Deep neural network compression by Tucker decomposition with nonlinear response

Abstract

Deep neural networks have shown impressive performance in many areas, including computer vision and natural language processing. Millions of parameters in deep neural network limit its deployment in low-end devices due to intensive memory and expensive computational cost. In the literature, several network compression techniques based on tensor decompositions have been proposed to compress deep neural networks. Existing techniques are designed in each network unit by approximating linear response or kernel tensor using various tensor decomposition methods. What is more, research has shown that there exists significant redundancy between different filters and feature channels of kernel tensor in each convolution layer.
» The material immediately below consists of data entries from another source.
PR #6781, opened 2018-11-23
Fix Issue 19429 - indexOf("a", "b") should be nothrow/@nogc

CyberShadow:
Please see the individual commits' commit messages for details.

### DIFF
--- a/std/string.d
+++ b/std/string.d
@@ -766,20 +766,28 @@ private template _indexOfStr(CaseSensitive cs)
 
         static if (isSomeString!Range)
         {
-            import std.algorithm.searching : find;
-
-            const(Char1)[] balance;
-            static if (cs == Yes.caseSensitive)
+            static if (is(Char1 == Char) && cs == Yes.caseSensitive)
             {
-                balance = find(s, sub);
+                import std.algorithm.searching : countUntil;
+                return s.representation.countUntil(sub.representation);
             }
             else
             {
-                balance = find!
-                    ((a, b) => toLower(a) == toLower(b))
-                    (s, sub);
+                import std.algorithm.searching : find;
+
+                const(Char1)[] balance;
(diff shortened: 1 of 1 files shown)


CyberShadow:
This is a non-trivial change, let's wait at least 24 hours for reviews.

std/string.d
```diff
@@ -871,20 +871,44 @@ private template _indexOfStr(CaseSensitive cs)
...
+        in size_t startIdx)
+@safe
+if (isSomeChar!Char1 && isSomeChar!Char2)
+{
+    if (startIdx < s.length)
+    {
+        ptrdiff_t foundIdx = indexOf(s[startIdx .. $], sub);
+        if (foundIdx != -1)
+        {
+            return foundIdx + cast(ptrdiff_t) startIdx;
```
UplinkCoder: you cloud do foundIdx += cast(ptrdiff_t) startIdx;

and then return foundIdx at the end, which would safe one ret instruction and some branch predictor pain,

CyberShadow: Also, this is not my code. The function was duplicated in order to allow it to have its own inferred attributes, due to case sensitivity no longer being variable at runtime.

UplinkCoder: Hmm dmd amazes es always :)

UplinkCoder: my suggestion was different though
```
    ptrdiff_t foundIdx = -1;
    if (startIdx < s.length)
    {
        foundIdx = indexOf(s[startIdx .. $], sub);
        if (foundIdx != -1)
        {
            foundIdx += cast(ptrdiff_t) startIdx;
        }    
    }
    return foundIdx;
```

CyberShadow: Tried that too, still more instructions...

CyberShadow:
BuildKite failure looks unrelated.

PR #6777, opened 2018-11-21
Remove `AliasSeq` when following `__traits` is directly aliasable

BBasile:
~~There's just one remaining `AliasSeq!(__traits` but it's not aliasable (`getAliasThis`).~~ 

edit: it will be after fix for blocker merged.

PR #6783, opened 2018-11-27
update dscanner

BBasile:
Necessary to fix some issues encountered while linting (`__vector`, empty asm instructions) and also to support `__traits` as type.


thewilsonator:
Need to Dscanner rules to exclude the following warning rules in the following files 
```
etc/c/odbc/sql.d(609:27)[warn]: Parameter HandleType is never used.
etc/c/odbc/sqlext.d(1688:28)[warn]: Parameter hdbc is never used.
etc/c/odbc/sqlucode.d(42:18)[warn]: Parameter hstmt is never used.
etc/c/zlib.d(268:23)[warn]: Parameter strm is never used.
etc/c/curl.d(1979:22)[warn]: A public function needs to contain a `Returns` section.
etc/c/curl.d(1979:22)[warn]: Parameter curl isn't documented in the `Params` section.
etc/c/sqlite3.d(62:5)[warn]: Parameter zOptName isn't documented in the `Params` section.
etc/c/sqlite3.d(62:5)[warn]: A public function needs to contain a `Returns` section.
etc/c/sqlite3.d(64:48)[warn]: Parameter N is never used.
std/windows/charset.d(33:45)[warn]: Parameter s is never used.
std/windows/syserror.d(32:15)[warn]: Parameter errCode is never used.
```
The following should be fixed or ignored
```
std/internal/memory.d(56:58)[warn]: Parameter nmemb is never used.
std/internal/memory.d(56:72)[warn]: Parameter size is never used.
std/internal/memory.d(57:71)[warn]: Parameter size is never used.
std/stdio.d(196:24)[warn]: Parameter size is never used.
std/stdio.d(196:37)[warn]: Parameter n is never used.
std/stdio.d(735:35)[warn]: Parameter handle is never used.
std/stdio.d(735:63)[warn]: Parameter stdioOpenmode is never used.
```

BBasile:
There's a crash that was supposed to be fixed to fix for good anyway.

thewilsonator:
Oh, I see that now.

wilzbach:
BTW it could be that `.dscanner.ini` wasn't copied over on Buildkite, so https://github.com/dlang/ci/pull/351 might fix the filtering rules.

wilzbach:
> std/windows/charset.d(33:45)[warn]: Parameter s is never used.
> std/windows/syserror.d(32:15)[warn]: Parameter errCode is never used.

That looks like sth. that could be fixed on the Dscanner side too as the never-used check should ignore declarations without a body.

BBasile:
> BTW it could be that .dscanner.ini wasn't copied over on Buildkite, so dlang/ci#351 might fix the filtering rules.

No it's filtering that was not complete (but why it worked before ?). Now that rules are adjusted there just 1 remaining warning.

> That looks like sth. that could be fixed on the Dscanner side too as the never-used check should ignore declarations without a body.

Opens an issue for this. For now things will be filtered.

BBasile:
Ah yes i see now, declarations in `version(Stddoc)` blocks are problematic

wilzbach:
> > That looks like sth. that could be fixed on the Dscanner side too as the never-used check should ignore declarations without a body.
> 
> Opens an issue for this. For now things will be filtered.

https://github.com/dlang-community/D-Scanner/issues/727

.dscanner.ini
```diff
@@ -458,19 +458,18 @@ unused_variable_check="-std.algorithm.comparison,\
 -std.range,\
 -std.range.interfaces,\
 -std.range.primitives,\
--std.regex.internal.backtracking,\
--std.regex.internal.tests,\
--std.regex.internal.thompson,\
+-std.regex.internal.,\
```
wilzbach: Needs `std.path` here until https://github.com/dlang-community/D-Scanner/issues/727 is fixed.

due to:

```
std/path.d(2659:26)[warn]: Parameter path is never used.
```

BBasile:
I think it's because the adaptation to correct DIP1009 is incomplete. missing func body is not tested.
Gotta fix that in D-Scanner rather than add all these new rules.

BBasile:
I think manual merge is required here, buildkite cant pass for now since it uses the old d-scanner hash.

thewilsonator:
Done.

BBasile:
Thanks. Will rebase #6777 now.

In this paper, we propose a new algorithm to compress deep neural network by considering both nonlinear response and the multilinear low-rank constraint in the kernel tensor. To overcome the resulted difficulty of nonconvex optimization, we propose a convex relaxation scheme such that it can be solved by alternating direction method of multipliers (ADMM) directly. Thus, the Tucker-2 rank and the feature matrix of Tucker decomposition can be determined simultaneously. The effectiveness of the proposed method is evaluated on CIFAR-10 and large-scale ILSVRC12 datasets for CNNs including ResNet-18, AlexNet and GoogleNet. According to our numerical computation, the proposed method is able to obtain highly reduction in model size with a small loss in accuracy. The compression performance of the proposed method is better than existing methods.